• [Exercise prompt] Your response should be the complete listing, returned exactly as written.

BEGIN Task input

PR #1074, opened 2019-02-07
fix(macros): Correct {{DOMxRef(…)}} URL computation

### LINKED ISSUE #1054: domxref macros replaces only first " " to "_"
Example:
{{domxref("Fullscreen API")}} → https://developer.mozilla.org/en-US/docs/Web/API/Fullscreen_API (all OK)

{{domxref("Storage Access API")}} → https://developer.mozilla.org/en-US/docs/Web/API/Storage_Access%20API (broken link)

ExE-Boss:
Fixes #1054

review?(@davidflanagan)

### DIFF
--- a/macros/DOMxRef.ejs
+++ b/macros/DOMxRef.ejs
@@ -21,7 +21,10 @@ let str = $1 || $0;
 let rtlLocales = ['ar', 'he', 'fa'];
 let localStrings = string.deserialize(await template("L10n:Common"));
 
-api = api.replace(/ /g, '_').replace(/\(\)$|\(\)\./g, '').replace(/\.prototype\./g, '.').replace(/\./g, '/');
+api = api.replace(/ /g, '_')
+    .replace(/\(\)$|\(\)(?=\.)/g, '')
+    .replace(/\.prototype\./g, '.')
+    .replace(/\./g, '/');
 
 // RTL locales
 if (rtlLocales.indexOf(lang) != -1) {
--- a/macros/DOMxRef.ejs
+++ b/macros/DOMxRef.ejs
@@ -22,7 +22,7 @@ let rtlLocales = ['ar', 'he', 'fa'];
 let localStrings = string.deserialize(await template("L10n:Common"));
 
 api = api.replace(/ /g, '_')
-    .replace(/\(\)$|\(\)(?=\.)/g, '')
+    .replace(/\(\)/g, '')
     .replace(/\.prototype\./g, '.')
     .replace(/\./g, '/');
 
--- a/macros/DOMxRef.ejs
+++ b/macros/DOMxRef.ejs
@@ -5,13 +5,13 @@
  * a function.
  * @param
  *   The path of the page to link to, relative to the Web/API/ documentation path.
- * @param [optional] 
+ * @param [optional]
  *   The text to use for the link.  If omitted, the value of the first
  *   parameter will be used
- * @param [optional] 
- *   An anchor to link to on the page. Link text will display as $0.$2 or $1.$2 
- * @param [optional] 
- *   If set, do not put the domxref text in code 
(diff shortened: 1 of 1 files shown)


macros/DOMxRef.ejs
```diff
@@ -5,13 +5,13 @@
...
  *   The text to use for the link.  If omitted, the value of the first
  *   parameter will be used
- * @param [optional] 
- *   An anchor to link to on the page. Link text will display as $0.$2 or $1.$2 
- * @param [optional] 
- *   If set, do not put the domxref text in code 
+ * @param [optional]
+ *   An anchor to link to on the page. Link text will display as $0.$2 or $1.$2
+ * @param [optional]
+ *   If set, do not put the domxref text in code
```
davidflanagan: In general, I would prefer that you do not make minor formatting cleanups like this. What you're proposing is basically a one-line patch, and having these other changes is a distraction. Not a big deal, and no need to change it for this PR. You may have your editor configured to automatically remove trailing whitespace, but be aware that it makes reviews harder.

macros/DOMxRef.ejs
```diff
@@ -21,13 +21,14 @@ let str = $1 || $0;
 let rtlLocales = ['ar', 'he', 'fa'];
 let localStrings = string.deserialize(await template("L10n:Common"));
 
-api = api.replace(' ', '_').replace('()', '').replace('.prototype.', '.').replace(/\./g, '/');
+api = api.replace(/ /g, '_').replace(/\(\)$|\(\)\./g, '').replace(/\.prototype\./g, '.').replace(/\./g, '/');
```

END Task input

• [Expected answer]
PR #1074, opened 2019-02-07
fix(macros): Correct {{DOMxRef(…)}} URL computation

### LINKED ISSUE #1054: domxref macros replaces only first " " to "_"
Example:
{{domxref("Fullscreen API")}} → https://developer.mozilla.org/en-US/docs/Web/API/Fullscreen_API (all OK)

{{domxref("Storage Access API")}} → https://developer.mozilla.org/en-US/docs/Web/API/Storage_Access%20API (broken link)

ExE-Boss:
Fixes #1054

review?(@davidflanagan)

### DIFF
--- a/macros/DOMxRef.ejs
+++ b/macros/DOMxRef.ejs
@@ -21,7 +21,10 @@ let str = $1 || $0;
 let rtlLocales = ['ar', 'he', 'fa'];
 let localStrings = string.deserialize(await template("L10n:Common"));
 
-api = api.replace(/ /g, '_').replace(/\(\)$|\(\)\./g, '').replace(/\.prototype\./g, '.').replace(/\./g, '/');
+api = api.replace(/ /g, '_')
+    .replace(/\(\)$|\(\)(?=\.)/g, '')
+    .replace(/\.prototype\./g, '.')
+    .replace(/\./g, '/');
 
 // RTL locales
 if (rtlLocales.indexOf(lang) != -1) {
--- a/macros/DOMxRef.ejs
+++ b/macros/DOMxRef.ejs
@@ -22,7 +22,7 @@ let rtlLocales = ['ar', 'he', 'fa'];
 let localStrings = string.deserialize(await template("L10n:Common"));
 
 api = api.replace(/ /g, '_')
-    .replace(/\(\)$|\(\)(?=\.)/g, '')
+    .replace(/\(\)/g, '')
     .replace(/\.prototype\./g, '.')
     .replace(/\./g, '/');
 
--- a/macros/DOMxRef.ejs
+++ b/macros/DOMxRef.ejs
@@ -5,13 +5,13 @@
  * a function.
  * @param
  *   The path of the page to link to, relative to the Web/API/ documentation path.
- * @param [optional] 
+ * @param [optional]
  *   The text to use for the link.  If omitted, the value of the first
  *   parameter will be used
- * @param [optional] 
- *   An anchor to link to on the page. Link text will display as $0.$2 or $1.$2 
- * @param [optional] 
- *   If set, do not put the domxref text in code 
(diff shortened: 1 of 1 files shown)


macros/DOMxRef.ejs
```diff
@@ -5,13 +5,13 @@
...
  *   The text to use for the link.  If omitted, the value of the first
  *   parameter will be used
- * @param [optional] 
- *   An anchor to link to on the page. Link text will display as $0.$2 or $1.$2 
- * @param [optional] 
- *   If set, do not put the domxref text in code 
+ * @param [optional]
+ *   An anchor to link to on the page. Link text will display as $0.$2 or $1.$2
+ * @param [optional]
+ *   If set, do not put the domxref text in code
```
davidflanagan: In general, I would prefer that you do not make minor formatting cleanups like this. What you're proposing is basically a one-line patch, and having these other changes is a distraction. Not a big deal, and no need to change it for this PR. You may have your editor configured to automatically remove trailing whitespace, but be aware that it makes reviews harder.

macros/DOMxRef.ejs
```diff
@@ -21,13 +21,14 @@ let str = $1 || $0;
 let rtlLocales = ['ar', 'he', 'fa'];
 let localStrings = string.deserialize(await template("L10n:Common"));
 
-api = api.replace(' ', '_').replace('()', '').replace('.prototype.', '.').replace(/\./g, '/');
+api = api.replace(/ /g, '_').replace(/\(\)$|\(\)\./g, '').replace(/\.prototype\./g, '.').replace(/\./g, '/');
```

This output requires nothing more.